TASK DIRECTIONS:
Give again, unchanged, the line that contains "fs from 'fs-extra';" together with every line that follows it until the entries end.

Records contained in a dataset:
PR #4670, opened 2023-01-31
Tsify asm-docs-tests to typescript with utils

matsjla:
Adds the final few bits needed in tsconfig to properly run the chai-http test infrastructure as well as turning the asm docs tests into ts

### DIFF
--- a/test/utils.ts
+++ b/test/utils.ts
@@ -26,12 +26,14 @@ import path from 'path';
 import {fileURLToPath} from 'url';
 
 import chai from 'chai';
+import fs from 'fs-extra';
 
 import {CompilationEnvironment} from '../lib/compilation-env';
 import {CompilationQueue} from '../lib/compilation-queue';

EXERCISE ANSWER:
+import fs from 'fs-extra';
 
 import {CompilationEnvironment} from '../lib/compilation-env';
 import {CompilationQueue} from '../lib/compilation-queue';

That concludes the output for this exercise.